(Extracted data entries)
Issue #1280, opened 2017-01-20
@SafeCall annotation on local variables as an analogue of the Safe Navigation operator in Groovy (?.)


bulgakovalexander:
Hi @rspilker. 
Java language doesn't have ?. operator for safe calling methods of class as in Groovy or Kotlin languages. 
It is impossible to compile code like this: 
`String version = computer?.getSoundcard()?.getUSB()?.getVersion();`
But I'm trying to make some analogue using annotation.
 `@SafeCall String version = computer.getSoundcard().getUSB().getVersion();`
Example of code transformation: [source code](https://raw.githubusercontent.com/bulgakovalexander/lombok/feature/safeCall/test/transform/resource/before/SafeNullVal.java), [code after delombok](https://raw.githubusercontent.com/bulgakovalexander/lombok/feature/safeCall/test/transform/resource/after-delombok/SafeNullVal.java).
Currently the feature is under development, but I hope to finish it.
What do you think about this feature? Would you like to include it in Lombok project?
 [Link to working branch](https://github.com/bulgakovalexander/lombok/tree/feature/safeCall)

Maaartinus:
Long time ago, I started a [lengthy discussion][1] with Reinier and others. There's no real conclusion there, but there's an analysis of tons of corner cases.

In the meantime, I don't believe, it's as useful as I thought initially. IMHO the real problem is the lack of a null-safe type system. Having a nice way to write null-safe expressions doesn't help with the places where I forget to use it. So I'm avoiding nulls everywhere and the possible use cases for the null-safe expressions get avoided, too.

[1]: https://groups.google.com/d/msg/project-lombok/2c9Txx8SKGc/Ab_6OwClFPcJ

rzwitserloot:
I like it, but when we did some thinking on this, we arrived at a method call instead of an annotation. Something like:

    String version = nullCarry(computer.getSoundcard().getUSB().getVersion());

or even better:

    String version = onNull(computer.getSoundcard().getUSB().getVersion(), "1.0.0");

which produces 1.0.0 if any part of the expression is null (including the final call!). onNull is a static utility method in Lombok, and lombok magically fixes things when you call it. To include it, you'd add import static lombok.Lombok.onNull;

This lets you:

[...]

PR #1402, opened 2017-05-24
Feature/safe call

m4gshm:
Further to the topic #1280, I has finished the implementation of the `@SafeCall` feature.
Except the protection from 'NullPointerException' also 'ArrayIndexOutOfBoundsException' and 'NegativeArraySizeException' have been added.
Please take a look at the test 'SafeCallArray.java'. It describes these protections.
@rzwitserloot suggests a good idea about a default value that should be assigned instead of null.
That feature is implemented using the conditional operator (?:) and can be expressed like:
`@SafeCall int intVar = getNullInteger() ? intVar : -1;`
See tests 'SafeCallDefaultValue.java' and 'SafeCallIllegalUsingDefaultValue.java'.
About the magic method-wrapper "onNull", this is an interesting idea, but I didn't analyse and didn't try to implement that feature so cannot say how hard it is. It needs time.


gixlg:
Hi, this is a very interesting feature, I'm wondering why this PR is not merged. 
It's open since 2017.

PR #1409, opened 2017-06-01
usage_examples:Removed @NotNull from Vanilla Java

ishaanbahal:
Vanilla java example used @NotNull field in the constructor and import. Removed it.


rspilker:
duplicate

Task objective: Looking at the entries, count the lines where the word "https" appears, and state the count by itself.

Task response: 3